In support of its argument, employer refers to the Latin maxim interest rei publicae ut sit finis litum, which states that “ ‘there should be an end of litigation for the repose of society.’ ” Croom v. Department of Commerce, 143 N.C. App. 493, 498, 547 S.E.2d 87, 91 (2001) (quoting Hicks v. Koutro, 249 N.C. 61, 64, 105 S.E.2d 196, 199-200 (1958)). The public policy of interest rei publicae ut sit finis litum
“requires a lawsuit to be tried as a whole and not as fractions . .. [and] the entry of a single judgment which will completely and *681finally determine all the rights of the parties. A party should be required to present his whole cause of action at one time in the forum in which the litigation has been duly constituted.”
Id. (citation omitted).
However, “this principle [interest rei publicae ut sit finis litum] does not have the strict application in proceedings for workmen’s compensation that it has as regards [to] proceedings in the courts.” Hall v.
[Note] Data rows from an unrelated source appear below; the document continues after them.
PR #4, opened 2023-01-07
Implement `FileType`, `File`, and `Target` to representing the targets of quality control

BrunoGrandePhD:
The goal of this PR is to implement the low-level layers when it comes to representing the subject of quality control, namely files. The `Target` class has changed a lot since the proof of concept and is now very simple. In fact, as it stands, it can be renamed to `MultiFile` or just `FileSet` since it's just a wrapper around a list of files. Before deleting this class, I want to implement a multi-file QC test (_e.g._ for paired FASTQ files) to see if the `Target` class remains useful. 

The lower-level `File` class is composed of a URL (which can be local paths) and file metadata (which includes the file type). The `file_type` key in the metadata is used to pull up an instance of the `FileType` data class, which acts as a container of file type–related information, like file extensions. In the proof of concept, this class also took care of download the files, but this is now delegated to PyFileSystem using `open_fs()` on the file URLs. 

This PR also introduces the `SerializableMixin` class. This is the first time that I use a mixin like this. It acts like an interface, and it helps with type checking. As I demonstrated in the proof of concept, many of these objects need to be serializable either to be passed to Nextflow or for generating JSON reports. 

Depends on #3


src/dcqc/file.py
```diff
@@ -0,0 +1,125 @@
+from __future__ import annotations
+
+import os
+import re
+from collections.abc import Collection, Mapping
+from copy import deepcopy
+from dataclasses import asdict, dataclass
```
thomasyu888, line 7: TIL: dataclasses is a standard python library since Python 3.7.

src/dcqc/utils.py
```diff
@@ -0,0 +1,25 @@
...
+    scheme, separator, path = url.rpartition("://")
+    if separator == "":
+        prefix = "osfs://"
+    else:
+        prefix = scheme + separator
+
+    # parent_path can be "" if there is no "/" in the path
+    parent_path, _, base_name = path.rpartition("/")
+    parent_url = prefix + parent_path
+    fs = open_fs(parent_url)
```
thomasyu888, line 24: Just to confirm if you wanted to download a file: `File("syn://syn50555279").stage()`,

1. This creates a rootless `fs`
2.  rootless fs can actually download a file entity without specifying the full path: `syn://syn50545516/test.txt`

Or am I not understanding this?

tests/conftest.py
```diff
@@ -25,12 +30,50 @@ def pytest_configure():
...
         return path
 
     yield _get_data
+
+
+outputs = set()
+
+
+@pytest.fixture
+def get_output():
```
thomasyu888, line 46: How is this function being used?

thomasyu888 (changes requested):
Looks great!

src/dcqc/mixins.py
```diff
@@ -0,0 +1,15 @@
+from abc import ABC, abstractmethod
+from typing import Union
+
+SerializedObject = dict[str, Union[str, int]]
+
+
```
thomasyu888, line 6: I say that this is the appropriate way to provide this feature in a lot of classes.

src/dcqc/file.py
```diff
@@ -0,0 +1,125 @@
...
+    # picked up by @dataclass as an instance attribute
+    _registry = dict()  # type: ignore
+
+    # Instance attributes
+    name: str
+    file_extensions: tuple[str, ...]
+
+    def __init__(self, name: str, file_extensions: Collection[str]):
+        self.name = name
+        self.file_extensions = tuple(file_extensions)
```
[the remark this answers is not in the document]
BrunoGrandePhD: Here, I had to override the default `__init__()` method because I needed to run `register_file_type()` as part of initialization. Also, since the `str.endswith()` method only works with tuples, I wanted to cast any sequence of strings to a tuple. The different in type hints is that internally, the `file_extensions` attribute will be stored as a tuple, but you can provide any sequence of file extensions to the class.

tests/test_file.py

Chevrolet Co., 263 N.C. 569, 577, 139 S.E.2d 857, 862 (1965). “[I]t is well established that the Worker’s Compensation Act ‘ “should be liberally construed to the end that the benefits thereof should not be denied upon technical, narrow and strict interpretation.” ’ ” Peagler v. Tyson Foods, Inc., 138 N.C. App. 593, 597, 532 S.E.2d 207, 210 (2000) (quoting Hall, 263 N.C. at 576, 139 S.E.2d at 862 (1965)). Contrary to courts of general jurisdiction, the Commission is vested with continuing jurisdiction to adjudicate all aspects of workers’ compensation claims brought before it. Pearson v. C.P. Buchner Steel Erection Co., 348 N.C. 239, 241-42, 498 S.E.2d 818, 820 (1998), disc. review denied, 353 N.C. 379, 547 S.E.2d 434 (2001).
Furthennore, in the Commission’s 29 January 2007 order, it did not address appellate attorney’s fees, and therefore, the Commission was permitted to review the matter. The assignment of error is overruled.
V. Conclusion
Accordingly, we overrule employer’s assignments of error and affirm the Full Commission’s award of attorney’s fees to claimant pursuant to N.C. Gen. Stat. § 97-88.
Affirmed.
Judges HUNTER, Robert C., and CALABRIA concur.. Employer is currently known as “Mission Hospitals, Inc.”
. Pursuant to N.C. Gen. Stat. § 97-90, all attorney’s fees are subject to the approval of the Commission.